*** Data for this task Section Begins ***

PR #360, opened 2026-07-29
feat(wallet-react-ui): add SignUp.InstalledWallets unit for auto-discovered wallets

brtkx:
This renders a list of all installed wallets. Used if devs want any announced wallet to render as a list. Dev can somewhat control the list with `excludeWalletIds` and `maxWallets`.


OmarBasem (approved):
Check the comment above by Copilot regarding img icon, might be worth adding a default icon

andrascodes (approved):

PR #363, opened 2026-07-30
fix(react): stop retrying expired-session 4xx + drop dead sessions (DPL-662)

SahilVasava:
## Summary

Fixes the expired-session retry noise behind **DPL-662**. Expired session keys were each producing 3–6 identical backend `401`s (bursts of ~5 in 14s), driving the `KmsAppAuthFailureSurge` warnings. Nobody was blocked — it's pure retry noise from users returning to a tab after their session lapsed.

Part of DPL-662.

## Root cause (3 mechanisms; 2 fixed here)

1. **We retry 4xx.** `useAuthenticators` (and wagmi's authed queries) run through TanStack Query with no retry gate → React Query's default `retry: 3` + refetch-on-focus. A `401` from a dead session key is retried 3× and re-fetched on window focus → the 3–6× amplification.
2. **The dead session lingers.** The pre-expiry auto-refresh is a `setTimeout` that only fires while the tab is open. Close the tab across expiry, return → the timer never ran, the expired session is left in storage, and every mount/focus hammers the dead key.
3. **(not in this PR)** A normal `401` from a non-refresh request doesn't proactively clear the session — a backstop for server-side revocation *before* the client-known expiry. Needs transport-level (`onResponse`) plumbing; tracked as follow-up.

## What's here

- **Skip retrying 4xx** — `useAuthenticators` now uses a `shouldRetryRequest` predicate (retries transient/5xx up to twice, never 4xx). Exported `isClientError` + `shouldRetryRequest` so consumers can apply the same gate to their own QueryClient `defaultOptions.queries.retry`.
- **Drop the dead session** — when the session is already expired on load, `clear()` it (instead of leaving it), and re-evaluate on `visibilitychange` so a session that lapsed while backgrounded is refreshed-if-valid / dropped-if-expired on tab return.

Live sessions are unchanged; an expired one now requires re-auth — the same outcome as a failed refresh (which already `clear()`s).

## Notes

- Typecheck + biome clean; existing `provider.test.ts` (14) green; added `query.test.ts` (4) for the retry predicate.
- **Changeset:** needs `pnpm changeset` (patch) before publish — left to run interactively.


OmarBasem (approved):

packages/react/src/provider.ts
```diff
@@ -150,11 +166,14 @@ export function createProvider({
...
 
     destroy() {
-      // Cleanup timer and subscription
+      // Cleanup timer, subscription, and visibility listener
       if (sessionRefreshTimer) {
         clearTimeout(sessionRefreshTimer)
         sessionRefreshTimer = null
       }
+      if (typeof document !== 'undefined') {
+        document.removeEventListener('visibilitychange', onVisibilityChange)
```
andrascodes, line 175: will document cause issues on RN?

andrascodes: oh lol should have read more attentively the line above

andrascodes (approved):

PR #366, opened 2026-07-31
fix(sra): make QR easier to read by scanners

OmarBasem:
Closes [FS-2510](https://linear.app/offchain-labs/issue/FS-2510/address-qrcode-might-be-hard-to-read)


christopherferreira9:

*** Data for this task Section Ends ***

→ Work instructions:
Every entry above should be transcribed exactly and in full.

→ Task result:
PR #360, opened 2026-07-29
feat(wallet-react-ui): add SignUp.InstalledWallets unit for auto-discovered wallets

brtkx:
This renders a list of all installed wallets. Used if devs want any announced wallet to render as a list. Dev can somewhat control the list with `excludeWalletIds` and `maxWallets`.


OmarBasem (approved):
Check the comment above by Copilot regarding img icon, might be worth adding a default icon

andrascodes (approved):

PR #363, opened 2026-07-30
fix(react): stop retrying expired-session 4xx + drop dead sessions (DPL-662)

SahilVasava:
## Summary

Fixes the expired-session retry noise behind **DPL-662**. Expired session keys were each producing 3–6 identical backend `401`s (bursts of ~5 in 14s), driving the `KmsAppAuthFailureSurge` warnings. Nobody was blocked — it's pure retry noise from users returning to a tab after their session lapsed.

Part of DPL-662.

## Root cause (3 mechanisms; 2 fixed here)

1. **We retry 4xx.** `useAuthenticators` (and wagmi's authed queries) run through TanStack Query with no retry gate → React Query's default `retry: 3` + refetch-on-focus. A `401` from a dead session key is retried 3× and re-fetched on window focus → the 3–6× amplification.
2. **The dead session lingers.** The pre-expiry auto-refresh is a `setTimeout` that only fires while the tab is open. Close the tab across expiry, return → the timer never ran, the expired session is left in storage, and every mount/focus hammers the dead key.
3. **(not in this PR)** A normal `401` from a non-refresh request doesn't proactively clear the session — a backstop for server-side revocation *before* the client-known expiry. Needs transport-level (`onResponse`) plumbing; tracked as follow-up.

## What's here

- **Skip retrying 4xx** — `useAuthenticators` now uses a `shouldRetryRequest` predicate (retries transient/5xx up to twice, never 4xx). Exported `isClientError` + `shouldRetryRequest` so consumers can apply the same gate to their own QueryClient `defaultOptions.queries.retry`.
- **Drop the dead session** — when the session is already expired on load, `clear()` it (instead of leaving it), and re-evaluate on `visibilitychange` so a session that lapsed while backgrounded is refreshed-if-valid / dropped-if-expired on tab return.

Live sessions are unchanged; an expired one now requires re-auth — the same outcome as a failed refresh (which already `clear()`s).

## Notes

- Typecheck + biome clean; existing `provider.test.ts` (14) green; added `query.test.ts` (4) for the retry predicate.
- **Changeset:** needs `pnpm changeset` (patch) before publish — left to run interactively.


OmarBasem (approved):

packages/react/src/provider.ts
```diff
@@ -150,11 +166,14 @@ export function createProvider({
...
 
     destroy() {
-      // Cleanup timer and subscription
+      // Cleanup timer, subscription, and visibility listener
       if (sessionRefreshTimer) {
         clearTimeout(sessionRefreshTimer)
         sessionRefreshTimer = null
       }
+      if (typeof document !== 'undefined') {
+        document.removeEventListener('visibilitychange', onVisibilityChange)
```
andrascodes, line 175: will document cause issues on RN?

andrascodes: oh lol should have read more attentively the line above

andrascodes (approved):

PR #366, opened 2026-07-31
fix(sra): make QR easier to read by scanners

OmarBasem:
Closes [FS-2510](https://linear.app/offchain-labs/issue/FS-2510/address-qrcode-might-be-hard-to-read)


christopherferreira9:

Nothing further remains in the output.